The high-temperature, high-pressure steam for steam turbines is raised in boilers heated by furnaces burning coal, oil, or gas, or by nuclear energy. A steam turbine consists of a shaft, or rotor, which rotates inside a fixed casing (stator). The rotor carries 'wheels' consisting of blades, or vanes. The stator has vanes set between the vanes of the rotor, which direct the steam through the rotor vanes at the optimum angle. When steam expands through the turbine, it spins the rotor by reaction. The steam engine of Hero of Alexandria (130 BC), called the aeolipile, was the prototype of this type of turbine, called a reaction turbine. Modern development of the reaction turbine is largely due to English engineer Charles Parsons. Less widely used is the impulse turbine, patented in 1882 by Carl Gustaf Patrick de Laval (1845–1913). It works by directing a jet of steam at blades on a rotor. Similarly there are reaction and impulse water turbines. Impulse turbines work on the same principle as the water wheel and consist of sets of buckets arranged around the edge of a wheel; reaction turbines look much like propellers and are fully immersed in the water.
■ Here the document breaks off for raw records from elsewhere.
PR #718, opened 2020-08-17
MAYA-106113: Adopt to new UFE interface changes around scene composite notification support

HamedSabri-adsk:


lib/mayaUsd/render/vp2RenderDelegate/proxyRenderDelegate.cpp
```diff
@@ -439,7 +439,7 @@ void ProxyRenderDelegate::_InitRenderDelegate(MSubSceneContainer& container) {
                 globalSelection->addObserver(_observer);
             }
 
-            Ufe::Scene::instance().addObjectAddObserver(_observer);
+            Ufe::Scene::instance().addObserver(_observer);
```
ppt-adsk, line 442: Do we need to do something in the observer now that we'll receive notifications other than object add?  I.e. dynamic cast the notification and early out if not object add?

lib/mayaUsd/ufe/UsdTRSUndoableCommandBase.cpp
```diff
@@ -47,7 +47,7 @@ void UsdTRSUndoableCommandBase<V>::initialize()
     // https://stackoverflow.com/questions/17853212/using-shared-from-this-in-templated-classes
     // for explanation of this->shared_from_this() in templated class.
     attribute().Get(&fPrevValue);
-    Ufe::Scene::instance().addObjectPathChangeObserver(this->shared_from_this());
+    Ufe::Scene::instance().addObserver(this->shared_from_this());
```
ppt-adsk, line 50: In this case the filtering for rename or reparent notification is done at lines 58-63, so we're fine.

lib/mayaUsd/ufe/Utils.h
```diff
@@ -85,7 +85,7 @@ template <class T>
 void sendNotification(const Ufe::SceneItem::Ptr& item, const Ufe::Path& previousPath)
 {
     T notification(item, previousPath);
-    Ufe::Scene::notifyObjectPathChange(notification);
+    Ufe::Scene::instance().notify(notification);
```
ppt-adsk, line 88: This class can now be used for any notification that takes an item and a path.  Probably only path change notifications will ever have this requirement, but in theory it's now a more general utility :)

lib/mayaUsd/render/vp2RenderDelegate/proxyRenderDelegate.cpp
ppt-adsk: Answered my own question: no, because the observer is doing a dynamic_cast for the appropriate notification types already, at line 234.

test/lib/ufe/testRename.py
```diff
@@ -420,14 +420,10 @@ def testRenameNotifications(self):
...
-        self.assertFalse(ufe.Scene.hasObjectPathChangeObserver(ufeObs))
-
-        # Add the UFE observers we want to test
-        ufe.Scene.addObjectAddObserver(ufeObs)
-        ufe.Scene.addObjectDeleteObserver(ufeObs)
-        ufe.Scene.addObjectPathChangeObserver(ufeObs)
+        self.assertFalse(ufe.Scene.hasObserver(ufeObs))
+
+        # Add the UFE observer we want to test
+        ufe.Scene.addObserver(ufeObs)
```
HamedSabri-adsk, line 426: @ppt-adsk  

Adopting to new UFE interface changes for testRename. Simply calling Subject's "addObserver" and "hasObserver" once.

test/lib/ufe/testObservableScene.py
```diff
@@ -0,0 +1,103 @@
...
+        ufe.Scene.notify(ufe.ObjectAdd(itemA))
+
+        # we should now have an ObjectAdd notification
+        self.checkNotifications(snObs, [1,0,0,0,0,0])
+
+        # HS 2020: I was thinking that we should be able to pass ufe.scene to NotificationGuard
+        # since this is now driving from Subject but Pybind 11 slapped me :) 
+        
+        # Composite notifications with guard.
+        # with ufe.NotificationGuard(ufe.Scene):
```
HamedSabri-adsk, line 101: @ppt-adsk  Initial attempt on writing a unit test for testing Scene Composite Notification :) 

I added all the necessary pyhton bindings using the lambda trick for notify, nbObservers, addObserver, removeObserver, hasObserver. 

So far so good until line 95, however I hit a problem when I tried to create a NotificationGuard for the Scene. 

My thinking was that I should be able to pass `ufe.scene` to `NotificationGuard` since we are now driving from Subject but Python slapped me on the hand. :)  This is the error I get:

```
TypeError: __init__(): incompatible constructor arguments. The following argument types are supported:
    1. ufe.PyUfe.NotificationGuard(arg0: ufe.PyUfe.Subject)
```

test/lib/ufe/testRename.py
seando-adsk: I'm a bit confused here. When you call addObserver() now what types of notifs are you observing for? Previously we would only get add/delete/pathchange notifs. Now what will we get?

HamedSabri-adsk: @seando-adsk 

The only notification used in this test case is always ObjectRename. We know that because that's what the test is doing ( testRenameNotifications ). See Line 35

Other notifications in this case are irrelevant. I don't think we even need to any checks for other notification types ( e.g ObjectAdd, ObjectDelete) in TestObserver ( 

Previously we were adding 3 observers to the scene (ObjectAdd, ObjectDelet, ObjectPathChange) when we only just needed one.

seando-adsk: Actually no. If you look at the original TestObserver you see that it was making sure that during the rename we only received an UFE ObjectRename, and that we did **not** receive any ObjectAdd or ObjectDelete. 

In this test we did not ask for SubtreeInvalidate observation. So if this test somehow triggered a UFE subtree invalidate notif this observer would not get that notif since it never observed on it. Has that behavior changed now and when you observe on the scene you will get all of the scene notifs?

HamedSabri-adsk: In the original test, you are adding 3 observers but when are the other scene notifications(e.g ObjectAdd, ObjectDelete) are sent?

Scene still gets all of the "scene notifs" as I am demonstrating in **testObservableScene.py**

The Scene notifications are ObjectAdd, ObjectDelete, ObjectPathChange, SubtreeInvalidate and the newly added Composition 

In the new design, Scene adds the observer **only once** since it drives directly from subject. Scene can also now `publicly calls notify`.

Sorry, if this is still confusing, we can talk internally and I can walk you through the though process.

PR #721, opened 2020-08-18
MAYA-104985 Allow multiple export converters to co-exist in useRegistry export

JGamache-autodesk:
The material exporter now supports multiple exporter classes for the same Maya dependency node type.
A new parameter was added to the export command to specify a converter on export and the registry will choose the exporter that best matches the converter found in the export options.
A test exporter was written to make sure the mechanism works, but no new functionality was added to the current exporters.


lib/mayaUsd/commands/baseListShadingModesCommand.cpp
```diff
@@ -59,6 +166,9 @@ MayaUSDListShadingModesCommand::createSyntax() {
     MSyntax syntax;
     syntax.addFlag("-ex", "-export", MSyntax::kNoArg);
     syntax.addFlag("-im", "-import", MSyntax::kNoArg);
+    syntax.addFlag("-eo", "-exportOptions", MSyntax::kString);
+    syntax.addFlag("-ea", "-exportAnnotation", MSyntax::kString);
+    syntax.addFlag("-fen", "-findExportName", MSyntax::kString);
```
JGamache-autodesk, line 171: These new options help the UI build the material export dropdown menu and moves the knowledge about the nice name and annotation closer to the source.

lib/mayaUsd/fileio/shading/shadingModeDisplayColor.cpp
```diff
@@ -233,6 +233,8 @@ TF_REGISTRY_FUNCTION_WITH_TAG(UsdMayaShadingModeExportContext, displayColor)
 {
     UsdMayaShadingModeRegistry::GetInstance().RegisterExporter(
         "displayColor",
+        "Display Colors",
+        "Exports the diffuse color of the bound shader as a displayColor primvar on the USD mesh.",
```
JGamache-autodesk, line 237: The nice name and annotations are now where the exporter is implemented.

lib/mayaUsd/fileio/shading/shadingModeUseRegistry.cpp
```diff
@@ -119,35 +120,45 @@ class UseRegistryShadingModeExporter : public UsdMayaShadingModeExporter
...
+
+            UsdMayaShaderWriterSharedPtr shaderWriter
+                = std::dynamic_pointer_cast<UsdMayaShaderWriter>(primWriter);
 
             // Store the shader writer pointer whether we succeeded or not so
             // that we don't repeatedly attempt and fail to create it for the
             // same node.
             shaderWriterMap[nodeHandle] = shaderWriter;
 
+            shaderWriter->Write(UsdTimeCode::Default());
```
JGamache-autodesk, line 144: Make sure the shaderWriter writes only once. When returning an existing writer from the cache above, it will not write a second time.

test/lib/usd/plugin/mayaGenericWriter.cpp
```diff
@@ -0,0 +1,262 @@
...
+    _tokens,
+    // Render context:
+    (maya)
+);
+
+REGISTER_SHADING_MODE_RENDER_CONTEXT(
+    _tokens->maya,
+    "Maya Shaders",
+    "Dumps the bound shader in a Maya UsdShade network that can only be used for import. Will not "
+    "render in the Maya viewport or usdView.");
```
JGamache-autodesk, line 95: The "Will not render" is why this class is in a test module and not in the main plugin. We have no plans to support this quite hackish mode.

lib/mayaUsd/fileio/shading/shadingModeRegistry.cpp
```diff
@@ -63,7 +80,23 @@ UsdMayaShadingModeRegistry::_GetExporter(const TfToken& name)
...
+    const auto it = _exportReg.find(name);
+    return it == _exportReg.end() ? _kEmptyString : it->second._niceName;
+}
+
+const std::string&
+UsdMayaShadingModeRegistry::_GetExporterDescription(const TfToken& name) {
+    UsdMaya_RegistryHelper::LoadShadingModePlugins();
+    TfRegistryManager::GetInstance().SubscribeTo<UsdMayaShadingModeExportContext>();
+    const auto it = _exportReg.find(name);
+    return it == _exportReg.end() ? _kEmptyString : it->second._description;
```
mattyjams, line 99: Maybe refactor these three with a `_GetExporter()` that returns the new struct so we don't have almost identical code repeated three times?

lib/mayaUsd/fileio/shading/shadingModeUseRegistry.cpp
mattyjams: I don't think we should be doing **any** authoring here. That seems like an odd side effect for a function that sounds like it just gets you the thing you need to do the authoring.

lib/mayaUsd/fileio/shading/shadingModeUseRegistry.cpp
```diff
@@ -340,41 +347,64 @@ class UseRegistryShadingModeExporter : public UsdMayaShadingModeExporter
...
                     context.GetSurfaceShaderPlug(),
                     context);
+            TfToken entryPointName = UsdShadeTokens->surface;
+
+            // For preview we will use the universal context, and for anything else we will prefix
+            if (renderContext != UsdMayaShadingModeTokens->preview) {
+                entryPointName = TfToken(
+                    TfStringPrintf("%s:%s", renderContext.GetText(), entryPointName.GetText())
+                        .c_str());
+            }
```
mattyjams, line 365: We should **not** be doing this ourselves. This and maybe `CreateShaderOutputAndConnectMaterial()` should be refactored to use `CreateSurfaceOutput()`, `CreateDisplacementOutput()`, and `CreateVolumeOutput()` from `UsdShadeMaterial`, and we should pass the appropriate renderContext into that:
https://github.com/PixarAnimationStudios/USD/blob/5d1771d23b935740bcd5bfb985a92a6652e070c0/pxr/usd/usdShade/material.h#L324

And again, we're talking about the "universal" renderContext, so we should use that term rather than "preview" to avoid confusion.

lib/usd/pxrUsdPreviewSurface/usdPreviewSurfaceWriter.cpp
```diff
@@ -45,11 +46,18 @@
...
+PXRUSDMAYA_REGISTER_SHADER_WRITER(
     pxrUsdPreviewSurface,
     PxrMayaUsdPreviewSurface_Writer);
 
+UsdMayaShaderWriter::ContextSupport
+PxrMayaUsdPreviewSurface_Writer::CanExport(const UsdMayaJobExportArgs& exportArgs)
+{
+    return exportArgs.renderContext == UsdMayaShadingModeTokens->preview
+        ? ContextSupport::Supported
+        : ContextSupport::Unsupported;
```
mattyjams, line 58: Shouldn't this at least be fallback? If your renderContext is something other than the universal context, and no other writer offers support, would you get no shader authored for a pxrUsdPreviewSurface node in Maya?

plugin/pxr/doc/README.md
```diff
@@ -105,7 +105,8 @@ Short flag | Long flag | Type | Default | Description
...
+`-shd` | `-shadingMode` | string | `displayColor` | Set the shading schema to use. Valid values are: `none`: export no shading data to the USD, `displayColor`: unless there is a colorset named `displayColor` on a Mesh, export the diffuse color of its bound shader as `displayColor` primvar on the USD Mesh, `pxrRis`: export the authored Maya shading networks, applying the same translations applied by RenderMan for Maya to the shader types, `useRegistry`: Use a registry based to export the Maya shading network to an equivalent UsdShade network.
+`-rdc` | `-renderContext` | string | `preview` | Selects a render context for export. The default value `preview` will export to a UsdPreviewSurface shading netword. A plugin mechanism allows more render contexts to be registered. Use the `mayaUSDListShadingModes` command to explore the possible options.
```
mattyjams, line 109: typo: network

And sorry to keep harping on it, but "preview" is not a render context. I'd again advocate for "universal". We're authoring UsdPreviewSurface since we expect that to be consumable by virtually all renderers.

test/lib/usd/translators/testUsdExportCustomRenderContext.py
```diff
@@ -0,0 +1,83 @@
...
+    def tearDownClass(cls):
+        standalone.uninitialize()
+
+    def testUsdExportCustomRenderContext(self):
+        """
+        Tests a custom exporter for a render context that exists in an unloaded
+        plugin.
+        """
+        plugin_path = os.path.join(self.input_path, "..", "plugin")
+        Plug.Registry().RegisterPlugins(plugin_path)
```
mattyjams, line 51: Can we do this by setting `PXR_PLUGINPATH_NAME` in the build system rather than having the test assume it knows how files are organized above it?

lib/mayaUsd/fileio/shading/shadingModeRegistry.cpp
```diff
@@ -119,6 +152,53 @@ UsdMayaShadingModeRegistry::_ListImporters() {
     return ret;
 }
 
+REGISTER_SHADING_MODE_RENDER_CONTEXT(
+    UsdMayaShadingModeTokens->preview,
+    "USD Preview Surface",
+    "Exports the bound shader as a USD preview surface UsdShade network.");
```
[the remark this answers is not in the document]
JGamache-autodesk: I tried to merge two concepts (convertingTo and renderContext). Bad idea. Let's be explicit then:
REGISTER_SHADING_MODE_CONVERSION(
    UsdMayaShadingModeTokens->UsdPreviewSurface,  // <- What type of shading node to write 
    UsdMayaShadingModeTokens->universal, // <- renderContext to use
    "USD Preview Surface", // <- Nice name
    "Exports the bound..." // <- Tooltip
);
Would this move me out of "dicey terminology" territory?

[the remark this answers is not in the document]
mattyjams: Ah, ok. Yeah, I think using a dedicated term like "conversion" makes a lot more sense than trying to use renderContext directly.

Do you still think it's necessary to associate a renderContext with the conversion mode when registering one? I would think that the selection of a particular shader ID to convert to would specify an exporter, and that that exporter would make the appropriate choice of renderContext based on which renderers would support that shader. So in the case of specifying conversion to UsdPreviewSurface, it would be the exporter for that shader ID that specifies the renderContext as universal rather than having to specify that as a property of the conversion mode. There may be some corner cases I'm not thinking of.

And smaller note, but for the tokens used here, I'd suggest using the existing ones provided by USD:
```C++
UsdImagingTokens->UsdPreviewSurface
UsdShadeTokens->universalRenderContext
```

lib/mayaUsd/fileio/shading/shadingModeRegistry.h
```diff
@@ -69,48 +70,114 @@ class UsdMayaShadingModeRegistry : public TfWeakBase
...
+    /// most well known is the default context where UsdPreviewSurface shaders are used. This
+    /// registry allows introducing other render contexts as necessary to support other renderers
+    /// and DCC. Look in "UsdShade Material Assignment", section "Refinement 2: Material Purpose"
+    /// for more details.
+    ///
+    /// To register a render context, you need to use the REGISTER_SHADING_MODE_RENDER_CONTEXT macro
+    /// for each render contexts supported by the library. Multiple registration is supported, so
+    /// each plugin should declare once the render contexts it supports.
+    ///
+    static TfTokenVector ListRenderContexts() { return GetInstance()._ListRenderContexts(); }
```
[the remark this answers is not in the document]
JGamache-autodesk: After some searching I was able to find where I got render context and material purpose confused. I now understand the difference and have reworked the code accordingly.

lib/mayaUsd/fileio/jobs/jobArgs.cpp
```diff
@@ -337,6 +337,11 @@ UsdMayaJobExportArgs::UsdMayaJobExportArgs(
                 UsdMayaJobExportArgsTokens->shadingMode,
                 UsdMayaShadingModeTokens->none,
                 UsdMayaShadingModeRegistry::ListExporters())),
+        renderContext(
+            _Token(userArgs,
+                UsdMayaJobExportArgsTokens->renderContext,
+                UsdMayaShadingModeTokens->preview,
```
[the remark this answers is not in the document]
JGamache-autodesk: The "preview" token will be completely removed from this PR. The default export will be to UsdPreviewSurface shaders in the universal context.

test/lib/usd/CMakeLists.txt
```diff
@@ -2,3 +2,4 @@ add_subdirectory(pxrUsdPreviewSurface)
 add_subdirectory(schemas)
 add_subdirectory(utils)
 add_subdirectory(translators)
+add_subdirectory(plugin)
```
mattyjams, line 5: Move to the top to keep this list sorted?

test/lib/usd/translators/CMakeLists.txt
```diff
@@ -112,3 +112,23 @@ mayaUsd_add_test(testUsdImportUVSetsFloat
...
+)
+set_property(TEST testUsdExportCustomConverter APPEND PROPERTY LABELS translators)
+
+# Test uses standardSurface, which was introduced in Maya 2020.
+if (MAYA_APP_VERSION VERSION_GREATER_EQUAL 2020) 
+    mayaUsd_add_test(testUsdMayaListShadingModesCommand
+        PYTHON_MODULE testUsdMayaListShadingModesCommand
+        WORKING_DIRECTORY ${CMAKE_CURRENT_BINARY_DIR}
+        ENV
+            "MAYA_PLUG_IN_PATH=${CMAKE_CURRENT_BINARY_DIR}/../plugin"
```
mattyjams, line 131: It looks like we intentionally omit `PXR_PLUGINPATH_NAME` here to exercise plugin loading in the test. Maybe add a comment mentioning that? My first thought was that it was missing here until I read the test.

test/lib/usd/translators/testUsdExportCustomConverter.py
```diff
@@ -0,0 +1,80 @@
...
+                  options=";".join(options),
+                  typ="USD Export", pr=True, ea=True)
+        cmds.file(defaultExtensions=default_ext_setting)
+
+        # Make sure we have a Maya standardSurface material in the USD file:
+        stage = Usd.Stage.Open(usd_path)
+        material = stage.GetPrimAtPath(
+            "/pCube1/Looks/standardSurface2SG/standardSurface2")
+        shader = UsdShade.Shader(material)
+        self.assertEqual(shader.GetIdAttr().Get(), "standardSurface")
```
mattyjams, line 76: Does this test work for Maya releases before 2020? It's not registered as needing Maya 2020+ in the CMakeLists.txt, and the Maya scene looks like it requires 2020. I'm not sure whether we'd expect to see a standardSurface node in the Maya scene, or exported to USD as a result for Maya 2019?

test/lib/usd/translators/testUsdMayaListShadingModesCommand.py
```diff
@@ -0,0 +1,81 @@
...
+        self.assertTrue(len(modes(exportAnnotation=preview)) > 5)
+        self.assertEqual(modes(exportOptions=preview), preview_option)
+
+        # And we should not have this one yet
+        self.assertFalse(maya_shaders in exporters)
+
+        # Load the test plugin directly to get the "Maya shading" export. This
+        # plugin was not discoverable by USD so it was not loaded when asking
+        # for the modes the first time. We will test discoverability in the
+        # testUsdExportCustomRenderContext.py test.
```
mattyjams, line 68: I think this means to refer to testUsdExportCustomConverter.py now?

test/lib/usd/translators/testUsdMayaListShadingModesCommand.py
```diff
@@ -0,0 +1,81 @@
...
+import os
+import unittest
+
+from maya import cmds
+from maya import standalone
+
+import fixturesUtils
+
+
+class testUsdExportImportRoundtripPreviewSurface(unittest.TestCase):
```
mattyjams, line 27: Update the test class name.

test/lib/usd/translators/CMakeLists.txt
```diff
@@ -112,3 +112,23 @@ mayaUsd_add_test(testUsdImportUVSetsFloat
...
+    PYTHON_MODULE testUsdExportCustomConverter
+    WORKING_DIRECTORY ${CMAKE_CURRENT_BINARY_DIR}
+    ENV
+        "MAYA_PLUG_IN_PATH=${CMAKE_CURRENT_BINARY_DIR}/../plugin"
+        "PXR_PLUGINPATH_NAME=${CMAKE_CURRENT_BINARY_DIR}/../plugin"
+)
+set_property(TEST testUsdExportCustomConverter APPEND PROPERTY LABELS translators)
+
+# Test uses standardSurface, which was introduced in Maya 2020.
+if (MAYA_APP_VERSION VERSION_GREATER_EQUAL 2020)
```
mattyjams, line 126: After reading through the tests, it's looking like maybe the 2020+ check was intended to guard the `testUsdExportCustomConverter` test instead?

In a gas turbine a compressed mixture of air and gas, or vaporized fuel, is ignited, and the hot gases produced expand through the turbine blades, spinning the rotor. In the industrial gas turbine, the rotor shaft drives machines. In the jet engine, the turbine drives the compressor, which supplies the compressed air to the engine, but most of the power developed comes from the jet exhaust in the form of propulsive thrust.